Showing posts with label cabin. Show all posts
Showing posts with label cabin. Show all posts

Saturday, June 7, 2014

Getting ready for summer projects

I’ll be fetching my swarm of bees tomorrow afternoon. They’re arriving on a truck from some mysterious place in the Middle East, so I hope they haven’t suffered during the voyage. If I understand correctly, they’re a race of calm honey bees designated as Armenian. God only knows what language I’ll speak with them. Everything’s ready for their arrival at Gamone, where they’ll moving in to a hive located on a grassy roadside mound in the middle of the hairpin bend at the level of my house. Alongside, there’s an old cherry tree, a pair of recently-planted fruit trees, and the grave of my dear dog Sophia.

Click to enlarge slightly

Behind the house, this afternoon, I used a white ribbon (old electric fence material) to trace a big rectangle, some 9 meters behind my house, on slightly sloping ground (by Gamone standards) at the base of the hill.


The rectangle—8 meters wide and 5 meters deep—encloses an area of 40 square meters. I intend to construct a wood cabin here. First, of course, the ground will have to be levelled. This will involve the removal of about 15 cubic meters of earth, which will be pushed down onto the zone between the rear of my house and the lower edge of the future cabin.

The cabin will be used above all to store garden tools such as lawn-mowers, weed-cutters, etc. I haven’t yet worked out the exact form of the future cabin. Unlike the simple mono-pitched roof of my wood shelter, the roof of the future cabin will certainly be dual-pitched. Will it be possible to build the roof high enough to envisage the creation of a small attic with Velux skylights looking out over the roof of my house, in the direction of the so-called “circus” of Choranche? We’ll see.
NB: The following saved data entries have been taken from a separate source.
PR #2236, opened 2026-07-04
Add -PerUser support to Register-ADTDll, Unregister-ADTDll and Invoke-ADTRegSvr32

pl4nty:
# Pull Request

## Description

Adds a -PerUser switch for DLL registration to run in the user's context, including the logged-on user if running as SYSTEM.

I was [fixing the Teams Outlook addin](https://learn.microsoft.com/en-us/troubleshoot/microsoftteams/meetings/resolve-teams-meeting-add-in-issues#reregister-the-teams-addin-loader), but found I couldn't use `Register-ADTDll` because I was running in SYSTEM context.

Happy to make this a feature request instead if that's preferred. I also wasn't sure about the structure, `Register-ADTDllAsUser` felt like overkill but I couldn't find any other cmdlets with a user-context switch. I went with `-PerUser` to avoid ambiguity with the `-User [Identifier]` parameter used elsewhere. `-AsUser` might be better though?

## Type of change

## Checklist

I assume the docstring changes will update the docs automatically.

## How Has This Been Tested?

Used the cmdlets to unregister and register `%LocalAppData%\Microsoft\TeamsMeetingAdd-in\1.26.16801\x64\Microsoft.Teams.AddinLoader.dll`

### DIFF
--- a/src/PSAppDeployToolkit/Public/Invoke-ADTRegSvr32.ps1
+++ b/src/PSAppDeployToolkit/Public/Invoke-ADTRegSvr32.ps1
@@ -19,7 +19,7 @@ function Invoke-ADTRegSvr32
     .PARAMETER Action
         Specify whether to register or unregister the DLL.
 
-    .PARAMETER PerUser
+    .PARAMETER AsUser
         Specifies that the DLL should be registered for the current user only by calling its DllInstall entry point with the 'user' argument (regsvr32.exe /n /i:user). If this function is running under the SYSTEM account, regsvr32.exe is executed in the context of the currently logged on user. Note that the DLL must support per-user registration via a DllInstall export for this to work.
 
     .INPUTS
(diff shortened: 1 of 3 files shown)


src/PSAppDeployToolkit/Public/Invoke-ADTRegSvr32.ps1
```diff
@@ -153,8 +164,27 @@ function Invoke-ADTRegSvr32
                     throw (New-ADTErrorRecord @naerParams)
                 }
 
-                # Register the DLL file and measure the success.
-                Start-ADTProcess -FilePath $RegSvr32Path -ArgumentList $ActionParameters -CreateNoWindow -SuccessExitCodes 0
+                # Register the DLL file and measure the success. Per-user registration writes to the
+                # user's HKCU hive, so when running as SYSTEM, execute as the logged on user instead.
+                if ($PerUser -and [PSADT.AccountManagement.AccountUtilities]::CallerSid.IsWellKnown([System.Security.Principal.WellKnownSidType]::LocalSystemSid))
+                {
+                    if (!(Get-ADTClientServerUser))
```
mjr4077au: `Start-ADTProcessAsUser` will also perform such a check and throw, unless you're doing it here for a more specific exception message?

mjr4077au (dismissed):
All looks pretty good to me. Approved but just had one question before I hit the button.

mjr4077au:
> `-AsUser` might be better though?

Regarding this, I do think so as `-PerUser` implies it's going to cycle through all logged on user sessions.

src/PSAppDeployToolkit/Public/Invoke-ADTRegSvr32.ps1
pl4nty: Ah I wasn't sure, makes sense. I've removed the redundant guards then

mjr4077au (approved):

Incidentally, this is the basic kind of structure that I'll have to build:


The massive triangular assemblage is called a ferme in French (the same word as for farm, but meaning "closed" in the roof-carpentry context). In English, I believe it's referred to as a closed couple, where the couple in question is of course the pair of diagonal rafters. For a cabin that's 8 meters wide, I'll probably need to erect 4 such assemblages. For me, it's quite fulfilling to discover the world of carpentry, and to examine the mechanics of the traditional solutions.